Start of Available data

PR #404, opened 2026-05-21
turn attestation into quickstart

a-mccarthy:


confidential-containers/attestation.rst
```diff
@@ -17,110 +17,216 @@
...
+
+* Trusted Execution Environment (TEE): A hardware-isolated environment, such as AMD SEV-SNP, Intel TDX, or an NVIDIA Confidential Computing GPU, that protects code and data in use.
+* Remote attestation: The process of cryptographically proving to a remote party that a TEE is running the expected, untampered software stack before that party releases secrets to it.
+* Trustee: The remote verifier in the Confidential Containers attestation flow. Trustee is composed of three cooperating services:
+
+  * Key Broker Service (KBS): The HTTP endpoint that clients and confidential guests talk to. KBS orchestrates the attestation exchange and conditionally releases resources when policy allows.
+  * Attestation Service (AS): Verifies hardware evidence presented by a guest TEE against reference values.
+  * Reference Value Provider Service (RVPS): Holds the known-good reference values that the Attestation Service compares evidence against.
+* KBS resource: A secret, for example, a key, credential, or token,  that Trustee releases to a guest when attestation succeeds. Resources are addressed by a three-part path: ``<repository>/<type>/<tag>``.
```
fitzthum: Due to some technical strangeness, it might be better to say that "most reosurces are addressed by a three-part path`.

confidential-containers/attestation.rst
```diff
@@ -17,110 +17,216 @@
...
+* The ``kbs-client`` command-line tool installed and able to reach your Trustee instance.
+* A sample resource request that exercises the end-to-end request path.
+
+You'll know you're done when ``kbs-client`` can send a request to KBS and receive a response from the Trustee policy engine, even if that response is a policy denial.
+A denial in this quickstart is the expected, successful outcome: it confirms that the client reached KBS, the Attestation Service evaluated the request, and policy was applied.
+
+.. note::
+
+   This quickstart is for development and evaluation only. Do not use the Trustee instance you stand up here in production.
+   It does not deploy a Trusted Execution Environment (TEE), does not produce real hardware attestation evidence, and does not release any secrets to a workload. It only validates that the Trustee components are running and reachable.
```
fitzthum: nit: `It` -> `This guide`. As is, this seems to refer to Trustee, which wouldn't setup a TEE in any case.

confidential-containers/attestation.rst
```diff
@@ -17,110 +17,216 @@
...
+
+.. code-block:: output
+
+   NAME              IMAGE                     STATUS    PORTS
+   trustee-as-1      .../attestation-service   Up        -
+   trustee-kbs-1     .../kbs                   Up        0.0.0.0:8080->8080/tcp
+   trustee-rvps-1    .../rvps                  Up        -
+
+Confirm KBS is listening on port ``8080`` by sending a POST to the attestation endpoint.
+The request body is intentionally empty. You are checking reachability, not submitting evidence.
```
fitzthum, line 156: Might be worth mentioning that it isn't recommended to curl the endpoints directly unless you are checking connectivity. Otherwise, use the kbs-client to do stuff. (Arguably we could skip the curl step entirely idk)

confidential-containers/attestation.rst
```diff
@@ -17,110 +17,216 @@
...
+.. code-block:: console
+
+   $ ./kbs-client --help
+
+.. note::
 
-Optional: Customize Attestation Workflows
-=========================================
+   The ORAS-distributed ``kbs-client`` does not support requesting resources from inside a TEE enclave.
+   For in-enclave use, refer to the upstream `Client Tool documentation <https://confidentialcontainers.org/docs/attestation/client-tool/>`_.
```
fitzthum, line 213: Maybe mention that this kbs-client binary is mainly used for configuring Trustee as an admin.

The get-resource endpoint can be used (including inside a TEE), but it will always invoke the sample attester, which generates fake evidence for testing.

confidential-containers/attestation.rst
```diff
@@ -17,110 +17,216 @@
...
+.. code-block:: output
+
+   WARN attester: No TEE platform detected. Sample Attester will be used.
+   WARN kbs_protocol::client::rcar_client: Authenticating with KBS failed. Perform a new RCAR handshake: ErrorInformation {
+       error_type: "https://github.com/confidential-containers/kbs/errors/PolicyDeny",
+       detail: "Access denied by policy",
+   }
+   Error: request unauthorized
+
+The first warning confirms ``kbs-client`` detected that it is not running in a TEE and fell back to the sample attester.
```
fitzthum: In this case, only the sample attester is supported, so you would get the same thing if you were in a TEE. Maybe no need for that level of detail, tho.

confidential-containers/attestation.rst
```diff
@@ -17,110 +17,216 @@
...
+The ``PolicyDeny`` warning and the final ``request unauthorized`` error confirm that KBS received the request, the Attestation Service evaluated it, and policy rejected it.
```
fitzthum, line 242: Maybe mention that by default the trustee policy will reject requests that do not come from inside a TEE.

fitzthum (commented):
Great stuff. A few nits, but this seems mostly spot on.

confidential-containers/attestation.rst
```diff
@@ -17,110 +17,231 @@
...
 Attestation
 ***********
 
-This page provides an overview of how to configure remote attestation for Confidential Container workloads.
-Attestation cryptographically verifies the guest Trusted Execution Environment (TEE) for the CPU and GPU before secrets are released to a workload.
-
-Attestation is required for any feature that depends on secrets, including:
+In Confidential Containers, a Trusted Execution Environment (TEE) isolates a workload from the host.
+Attestation is a process that cryptographically proves the state of the guest TEE, including both the CPU and the GPU, to a remote verifier before any secret or sensitive resource is released to the workload.
+oAttestation is required for any feature that depends on secrets, including:
```
manuelh-dev: oAttestation => Attestation.

confidential-containers/attestation.rst
```diff
@@ -17,110 +17,231 @@
...
+For a deeper explanation of attestation, Trustee, and the full set of features, refer to the upstream `Attestation <https://confidentialcontainers.org/docs/attestation/>`_ and `Features <https://confidentialcontainers.org/docs/features>`_ sections of the Confidential Containers documentation.
+
+This quickstart runs on a standalone Linux host and does not require a Kubernetes cluster or the Confidential Containers runtime to complete.
+In a real deployment, attestation builds on the runtime setup described in the :doc:`Confidential Containers deployment guide <confidential-containers-deploy>`. Confidential workloads use Trustee to cryptographically verify their TEE before they receive secrets, encrypted container images, authenticated registries, or other sensitive resources.
+
+.. note::
+
+   This quickstart is for development and evaluation only. Do not use the Trustee instance you stand up here in production.
+   It does not deploy a Trusted Execution Environment (TEE), does not produce real hardware attestation evidence, and does not release any secrets to a workload. It only validates that the Trustee components are running and reachable.
```
manuelh-dev: nit: did we  intentionally re-introduce TEE here (already done above)

confidential-containers/attestation.rst
```diff
@@ -17,110 +17,231 @@
...
+Clone the upstream Trustee repository.
+The repository ships with a ``docker-compose.yml`` that wires KBS, the Attestation Service, and the Reference Value Provider Service together.
 
-#. :ref:`Provision Trustee <provision-trustee>`, the remote verifier and key broker, in a trusted environment.
-#. :ref:`Configure your workloads <configure-workloads-trustee>` to point to the Trustee network endpoint.
-#. Optionally, :ref:`customize attestation workflows <customize-attestation>` for your use cases.
+.. code-block:: console
 
-After configuration, the Confidential Containers runtime automatically runs the attestation flow when a workload requires it.
+   $ git clone https://github.com/confidential-containers/trustee.git && cd trustee
```
manuelh-dev, line 111: @fitzthum fine with me but my general sentiment for such documentation would  be not having to clone repositories. Is there no way to use a release of trustee instead?

confidential-containers/confidential-containers-deploy.rst
```diff
@@ -28,7 +28,8 @@ These are key pieces of the NVIDIA Confidential Containers Reference Architectur
 
 Before you begin, refer to the :doc:`Confidential Containers Reference Architecture <overview>` for details on the reference architecture and the :doc:`Supported Platforms <supported-platforms>` page for the supported platforms.
 
-This guide assumes you are familiar with the NVIDIA GPU Operator, Kata Containers, and Kubernetes cluster administration.
+This guide is for Kubernetes cluster administrators with host access to worker nodes (for BIOS and kernel configuration) and cluster-admin access to ``kubectl``.
```
manuelh-dev: nit: cluster admin access *using* kubectl?

manuelh-dev (approved):
LGTM, a few minor comment, plus agreeing with already placed comments.

confidential-containers/attestation.rst
a-mccarthy: I adedd in a note about this.

confidential-containers/attestation.rst
a-mccarthy: i removed part of the output here, to just focus on the kbs warning, and not get into the weeds about the sample attester

confidential-containers/attestation.rst
a-mccarthy: Is there a link to the default trustee policy that we should add? We mention that this fails b/c its not coming from inside a TEE before the output

confidential-containers/attestation.rst
a-mccarthy: Yes, b/c its a key concepts. Optimizing for time, its not exactly a smooth intro. If we really want to commit to explaining terms, than we'd need a full glossary. or create one for the coco site.

confidential-containers/confidential-containers-deploy.rst
a-mccarthy: updated.

confidential-containers/attestation.rst
a-mccarthy: Are there any docs around the get-resource endpoint?

confidential-containers/attestation.rst
fitzthum: The docker compose deployment relies on having the repo. It uses pre-built artifacts, though. There are some issues with version slew here. We can resolve those in the future.

confidential-containers/attestation.rst
fitzthum: Default policy is [here](https://github.com/confidential-containers/trustee/blob/main/kbs/sample_policies/default.rego), but probably not tol link straight to the source.

confidential-containers/attestation.rst
fitzthum: Not much beyond the help for the command itself.

fitzthum (approved):
LGTM

confidential-containers/attestation.rst
```diff
@@ -17,110 +17,238 @@
...
 Attestation is required for any feature that depends on secrets, including:
 
 * Pulling encrypted container images
 * Accessing authenticated container registries
 * Using sealed secrets
 * Requesting secrets directly from workloads
 
-When a workload requires a secret, such as a key to decrypt a container image or model, guest components collect hardware evidence from the active CPU and GPU enclaves.
-The evidence is sent to a remote verifier, Trustee, which evaluates the evidence against configured policies and conditionally releases the secret.
+When a workload requires a secret, such as a key to decrypt a container image or model, guest components collect hardware evidence from the active CPU and GPU enclaves. The evidence is sent to Trustee, the remote verifier in Confidential Containers deployments. Trustee evaluates the evidence against known-good reference values and configured policies, and conditionally releases the requested resource.
```
manuelh-dev: @fitzthum - can we avoid mentioning trustee here yet - keep it generic until key concepts?

confidential-containers/attestation.rst
```diff
@@ -17,110 +17,238 @@
...
+* KBS resource: A secret, for example, a key, credential, or token, that Trustee releases to a guest when attestation succeeds. Most resources are addressed by a three-part path: ``<repository>/<type>/<tag>``.
+* Policy: The rule set that Trustee evaluates against verified evidence to decide whether to release a resource. By default, Trustee denies resource requests from clients that have not presented valid TEE evidence.
+
+Quickstart
+==========
+
+This page walks you through standing up a development Trustee instance with Docker Compose, installing the Key Broker Service (KBS) client tool, and sending a sample resource request to confirm the system is reachable.
+The goal is to give you a working attestation backend and a client you can use to interact with it before you wire it into a Confidential Containers workload.
+
+This page is for new users who want to try out attestation on a single Linux host.
```
manuelh-dev: @fitzthum - instead of this, can we say that this is for new users who want to try setting up trustee in a basic way - instead of exercising attestation - we don't really exercise attestation here right?

confidential-containers/attestation.rst
```diff
@@ -17,110 +17,238 @@
...
+For a deeper explanation of attestation, Trustee, and the full set of features, refer to the upstream `Attestation <https://confidentialcontainers.org/docs/attestation/>`_ and `Features <https://confidentialcontainers.org/docs/features>`_ sections of the Confidential Containers documentation.
```
manuelh-dev: @a-mccarthy @fitzthum - maybe here's a good place to re-emphasize that the full end-to-end setup is out of scope for the NVIDIA documentation here.

confidential-containers/attestation.rst
fitzthum: Fine either way imo

confidential-containers/attestation.rst
fitzthum: Yeah we should keep the part about how this is just for trying things out on a single node, but maybe we can say it's the first steps towards attestation. not sure the best way to phrase

confidential-containers/attestation.rst
fitzthum: Yeah, I think one thing to emphasize is that the upstream guide does not require any nvidia specific configurations.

End of Available data

Your goal: The lines holding the word "expected" are the answer. Find them in the entries and copy them.

Solution for this problem:
+* Remote attestation: The process of cryptographically proving to a remote party that a TEE is running the expected, untampered software stack before that party releases secrets to it.
+A denial in this quickstart is the expected, successful outcome: it confirms that the client reached KBS, the Attestation Service evaluated the request, and policy was applied.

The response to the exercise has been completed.